- **Exercise data**:
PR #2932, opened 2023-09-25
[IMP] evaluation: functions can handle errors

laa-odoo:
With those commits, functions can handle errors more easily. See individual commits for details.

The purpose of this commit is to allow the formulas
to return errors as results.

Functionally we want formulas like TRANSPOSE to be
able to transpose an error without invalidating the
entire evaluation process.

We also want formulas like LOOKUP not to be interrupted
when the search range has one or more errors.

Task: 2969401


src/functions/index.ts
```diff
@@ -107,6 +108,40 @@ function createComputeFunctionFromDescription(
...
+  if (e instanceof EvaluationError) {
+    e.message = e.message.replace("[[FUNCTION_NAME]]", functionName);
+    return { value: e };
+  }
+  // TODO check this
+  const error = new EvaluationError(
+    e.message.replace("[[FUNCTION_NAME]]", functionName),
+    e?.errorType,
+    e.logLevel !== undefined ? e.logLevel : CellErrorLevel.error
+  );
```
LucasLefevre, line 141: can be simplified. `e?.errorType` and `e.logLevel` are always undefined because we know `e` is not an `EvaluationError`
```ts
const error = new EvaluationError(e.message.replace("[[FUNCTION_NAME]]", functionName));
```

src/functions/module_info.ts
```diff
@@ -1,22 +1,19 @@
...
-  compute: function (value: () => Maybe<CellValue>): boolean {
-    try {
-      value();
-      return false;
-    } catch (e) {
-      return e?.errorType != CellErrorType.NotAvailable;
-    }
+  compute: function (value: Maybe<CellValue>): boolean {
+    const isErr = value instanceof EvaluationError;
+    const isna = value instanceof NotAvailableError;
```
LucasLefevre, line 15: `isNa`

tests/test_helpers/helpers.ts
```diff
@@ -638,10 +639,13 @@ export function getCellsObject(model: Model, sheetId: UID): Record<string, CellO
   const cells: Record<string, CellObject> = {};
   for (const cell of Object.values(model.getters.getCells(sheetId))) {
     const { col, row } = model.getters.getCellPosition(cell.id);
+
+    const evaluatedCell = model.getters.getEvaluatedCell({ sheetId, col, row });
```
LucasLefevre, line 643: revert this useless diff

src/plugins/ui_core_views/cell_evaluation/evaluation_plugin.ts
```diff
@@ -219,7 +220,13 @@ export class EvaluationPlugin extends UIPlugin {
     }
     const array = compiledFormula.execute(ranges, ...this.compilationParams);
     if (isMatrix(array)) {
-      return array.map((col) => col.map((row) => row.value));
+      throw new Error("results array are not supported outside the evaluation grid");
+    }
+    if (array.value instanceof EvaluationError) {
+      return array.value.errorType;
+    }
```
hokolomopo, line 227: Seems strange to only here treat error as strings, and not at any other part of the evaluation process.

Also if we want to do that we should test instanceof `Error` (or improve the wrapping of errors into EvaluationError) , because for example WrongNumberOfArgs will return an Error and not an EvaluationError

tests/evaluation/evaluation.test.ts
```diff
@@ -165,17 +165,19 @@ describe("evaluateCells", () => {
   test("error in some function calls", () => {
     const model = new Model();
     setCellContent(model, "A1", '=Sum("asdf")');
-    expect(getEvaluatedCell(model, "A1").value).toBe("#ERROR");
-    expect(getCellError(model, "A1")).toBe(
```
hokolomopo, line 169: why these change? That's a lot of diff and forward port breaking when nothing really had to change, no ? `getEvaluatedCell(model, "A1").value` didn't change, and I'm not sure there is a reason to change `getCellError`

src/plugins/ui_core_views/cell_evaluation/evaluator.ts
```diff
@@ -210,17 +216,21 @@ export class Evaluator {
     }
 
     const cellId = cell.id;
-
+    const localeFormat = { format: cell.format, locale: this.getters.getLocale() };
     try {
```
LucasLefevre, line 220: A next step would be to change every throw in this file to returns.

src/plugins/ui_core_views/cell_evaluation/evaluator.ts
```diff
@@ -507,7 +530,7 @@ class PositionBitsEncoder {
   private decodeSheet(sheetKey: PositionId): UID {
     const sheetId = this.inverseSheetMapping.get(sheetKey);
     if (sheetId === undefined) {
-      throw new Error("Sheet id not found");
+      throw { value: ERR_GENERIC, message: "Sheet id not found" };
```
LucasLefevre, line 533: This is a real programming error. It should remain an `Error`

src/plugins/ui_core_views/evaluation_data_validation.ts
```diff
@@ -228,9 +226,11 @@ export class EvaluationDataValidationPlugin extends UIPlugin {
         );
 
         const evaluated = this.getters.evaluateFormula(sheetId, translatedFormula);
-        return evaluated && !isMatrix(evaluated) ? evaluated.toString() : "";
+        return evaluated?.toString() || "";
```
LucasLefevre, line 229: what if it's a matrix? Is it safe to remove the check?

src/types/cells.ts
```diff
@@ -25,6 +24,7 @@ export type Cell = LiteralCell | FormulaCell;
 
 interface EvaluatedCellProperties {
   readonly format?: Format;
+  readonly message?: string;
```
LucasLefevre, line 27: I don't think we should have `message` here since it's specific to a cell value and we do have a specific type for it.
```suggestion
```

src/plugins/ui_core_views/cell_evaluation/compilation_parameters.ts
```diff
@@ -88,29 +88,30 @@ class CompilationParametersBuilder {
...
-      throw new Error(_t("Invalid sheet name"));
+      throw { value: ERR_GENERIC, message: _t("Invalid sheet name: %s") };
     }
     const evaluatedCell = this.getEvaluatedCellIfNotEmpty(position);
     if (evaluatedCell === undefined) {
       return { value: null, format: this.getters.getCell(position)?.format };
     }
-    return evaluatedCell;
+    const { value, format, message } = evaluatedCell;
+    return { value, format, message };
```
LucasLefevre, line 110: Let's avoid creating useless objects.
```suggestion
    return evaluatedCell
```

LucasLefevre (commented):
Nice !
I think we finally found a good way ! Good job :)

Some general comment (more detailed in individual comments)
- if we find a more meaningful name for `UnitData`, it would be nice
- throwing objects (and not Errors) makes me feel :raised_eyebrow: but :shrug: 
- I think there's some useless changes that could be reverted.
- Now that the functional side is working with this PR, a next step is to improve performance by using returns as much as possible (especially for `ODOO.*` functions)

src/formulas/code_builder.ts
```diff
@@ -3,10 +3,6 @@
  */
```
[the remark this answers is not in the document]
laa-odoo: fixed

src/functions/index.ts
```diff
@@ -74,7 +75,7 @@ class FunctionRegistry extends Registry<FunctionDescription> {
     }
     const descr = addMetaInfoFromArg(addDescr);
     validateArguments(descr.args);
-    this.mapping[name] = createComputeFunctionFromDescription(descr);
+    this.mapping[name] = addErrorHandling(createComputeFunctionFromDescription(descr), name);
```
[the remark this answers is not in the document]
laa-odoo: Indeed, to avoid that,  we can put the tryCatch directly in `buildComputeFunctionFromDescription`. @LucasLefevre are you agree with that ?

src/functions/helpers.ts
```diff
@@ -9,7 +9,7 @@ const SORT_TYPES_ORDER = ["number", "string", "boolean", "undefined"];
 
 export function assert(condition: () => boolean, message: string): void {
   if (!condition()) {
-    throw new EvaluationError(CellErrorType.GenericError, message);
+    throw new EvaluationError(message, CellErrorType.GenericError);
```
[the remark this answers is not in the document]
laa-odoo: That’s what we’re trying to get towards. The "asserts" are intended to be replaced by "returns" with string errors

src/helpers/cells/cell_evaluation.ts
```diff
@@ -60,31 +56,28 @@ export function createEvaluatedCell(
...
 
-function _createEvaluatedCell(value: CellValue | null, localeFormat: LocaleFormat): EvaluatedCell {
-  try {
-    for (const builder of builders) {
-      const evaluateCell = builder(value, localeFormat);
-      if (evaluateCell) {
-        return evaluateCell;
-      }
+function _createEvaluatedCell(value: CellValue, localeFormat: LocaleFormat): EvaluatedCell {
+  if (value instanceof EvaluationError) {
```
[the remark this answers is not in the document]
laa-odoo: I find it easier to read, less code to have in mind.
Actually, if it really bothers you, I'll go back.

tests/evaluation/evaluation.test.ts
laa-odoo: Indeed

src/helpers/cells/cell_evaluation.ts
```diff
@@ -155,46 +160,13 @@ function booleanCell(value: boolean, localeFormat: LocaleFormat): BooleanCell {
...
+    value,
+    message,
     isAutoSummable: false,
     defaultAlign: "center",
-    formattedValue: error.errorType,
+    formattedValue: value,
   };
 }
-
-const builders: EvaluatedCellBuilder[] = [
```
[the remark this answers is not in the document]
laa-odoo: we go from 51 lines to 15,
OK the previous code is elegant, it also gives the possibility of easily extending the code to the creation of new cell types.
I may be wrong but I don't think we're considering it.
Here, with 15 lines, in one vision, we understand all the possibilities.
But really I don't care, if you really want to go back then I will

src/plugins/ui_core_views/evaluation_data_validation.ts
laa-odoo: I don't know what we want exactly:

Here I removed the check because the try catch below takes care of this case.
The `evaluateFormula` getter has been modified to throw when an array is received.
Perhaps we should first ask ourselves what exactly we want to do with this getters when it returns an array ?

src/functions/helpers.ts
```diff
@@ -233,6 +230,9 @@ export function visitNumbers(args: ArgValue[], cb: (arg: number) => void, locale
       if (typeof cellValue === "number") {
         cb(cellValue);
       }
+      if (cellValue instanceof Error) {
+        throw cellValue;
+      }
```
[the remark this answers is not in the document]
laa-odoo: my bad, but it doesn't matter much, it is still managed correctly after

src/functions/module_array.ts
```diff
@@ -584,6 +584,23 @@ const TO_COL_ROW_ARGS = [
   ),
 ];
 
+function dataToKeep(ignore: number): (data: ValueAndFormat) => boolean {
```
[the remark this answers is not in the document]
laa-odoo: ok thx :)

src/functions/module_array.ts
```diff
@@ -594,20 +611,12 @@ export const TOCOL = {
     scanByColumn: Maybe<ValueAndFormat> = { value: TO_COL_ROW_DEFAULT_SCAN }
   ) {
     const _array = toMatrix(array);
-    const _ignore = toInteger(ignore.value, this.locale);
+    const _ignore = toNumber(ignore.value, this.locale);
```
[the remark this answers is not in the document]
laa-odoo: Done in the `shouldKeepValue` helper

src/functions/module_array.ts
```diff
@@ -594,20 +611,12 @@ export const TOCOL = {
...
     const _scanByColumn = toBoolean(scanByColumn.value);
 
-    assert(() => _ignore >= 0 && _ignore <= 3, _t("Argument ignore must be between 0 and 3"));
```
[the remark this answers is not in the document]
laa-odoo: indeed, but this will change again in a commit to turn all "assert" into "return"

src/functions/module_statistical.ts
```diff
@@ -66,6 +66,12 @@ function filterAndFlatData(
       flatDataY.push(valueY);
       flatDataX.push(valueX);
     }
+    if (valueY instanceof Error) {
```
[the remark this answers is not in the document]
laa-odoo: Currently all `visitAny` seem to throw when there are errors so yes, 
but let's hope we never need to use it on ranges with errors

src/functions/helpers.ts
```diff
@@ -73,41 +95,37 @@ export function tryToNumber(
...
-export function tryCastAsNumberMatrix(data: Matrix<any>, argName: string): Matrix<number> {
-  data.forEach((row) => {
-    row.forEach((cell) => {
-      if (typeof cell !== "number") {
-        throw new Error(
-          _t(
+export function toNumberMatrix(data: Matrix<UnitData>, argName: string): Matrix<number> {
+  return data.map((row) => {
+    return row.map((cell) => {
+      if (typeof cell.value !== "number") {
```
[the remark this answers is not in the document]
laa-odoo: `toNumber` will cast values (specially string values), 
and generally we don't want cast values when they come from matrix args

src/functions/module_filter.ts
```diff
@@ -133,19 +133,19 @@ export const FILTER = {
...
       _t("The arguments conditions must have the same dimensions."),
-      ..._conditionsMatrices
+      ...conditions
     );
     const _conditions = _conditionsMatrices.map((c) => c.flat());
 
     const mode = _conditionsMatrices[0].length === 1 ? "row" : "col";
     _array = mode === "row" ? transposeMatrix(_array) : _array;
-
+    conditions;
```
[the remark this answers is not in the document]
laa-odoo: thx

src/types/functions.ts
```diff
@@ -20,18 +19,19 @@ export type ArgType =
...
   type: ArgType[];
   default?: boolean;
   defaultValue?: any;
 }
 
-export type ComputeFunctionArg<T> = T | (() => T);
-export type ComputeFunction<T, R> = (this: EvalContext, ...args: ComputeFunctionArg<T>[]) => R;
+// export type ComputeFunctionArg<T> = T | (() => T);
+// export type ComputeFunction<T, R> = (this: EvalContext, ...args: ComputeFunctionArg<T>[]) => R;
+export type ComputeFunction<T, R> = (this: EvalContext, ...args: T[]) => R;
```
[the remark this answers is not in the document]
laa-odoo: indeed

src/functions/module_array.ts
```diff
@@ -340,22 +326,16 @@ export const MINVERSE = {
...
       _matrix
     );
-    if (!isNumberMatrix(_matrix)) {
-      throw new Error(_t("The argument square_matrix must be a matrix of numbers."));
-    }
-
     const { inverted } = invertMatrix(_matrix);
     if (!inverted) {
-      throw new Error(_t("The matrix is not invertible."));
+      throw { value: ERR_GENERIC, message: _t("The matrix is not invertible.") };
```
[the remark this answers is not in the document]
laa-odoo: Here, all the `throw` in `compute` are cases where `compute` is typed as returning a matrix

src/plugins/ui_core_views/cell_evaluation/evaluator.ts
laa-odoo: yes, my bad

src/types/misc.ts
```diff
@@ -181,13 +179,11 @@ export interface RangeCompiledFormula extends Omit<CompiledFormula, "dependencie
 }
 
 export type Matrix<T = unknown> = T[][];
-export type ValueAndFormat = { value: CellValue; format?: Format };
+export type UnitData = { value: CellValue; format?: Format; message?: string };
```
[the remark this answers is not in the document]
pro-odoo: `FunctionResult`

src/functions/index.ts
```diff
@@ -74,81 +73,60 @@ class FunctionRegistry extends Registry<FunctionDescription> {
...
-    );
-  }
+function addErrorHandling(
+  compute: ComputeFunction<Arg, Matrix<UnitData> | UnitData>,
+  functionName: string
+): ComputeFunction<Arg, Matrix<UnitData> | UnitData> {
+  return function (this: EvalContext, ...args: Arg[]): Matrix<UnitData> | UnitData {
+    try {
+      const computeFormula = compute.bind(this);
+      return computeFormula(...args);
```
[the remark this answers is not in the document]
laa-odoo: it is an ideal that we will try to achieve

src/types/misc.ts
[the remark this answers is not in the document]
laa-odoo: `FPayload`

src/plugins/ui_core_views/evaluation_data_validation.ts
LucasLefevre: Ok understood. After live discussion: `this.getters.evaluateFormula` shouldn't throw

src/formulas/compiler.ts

- **Description of the task**: State the number of lines in the material above in which the string "valueY" appears, with no accompanying text.

- **Reply**: 2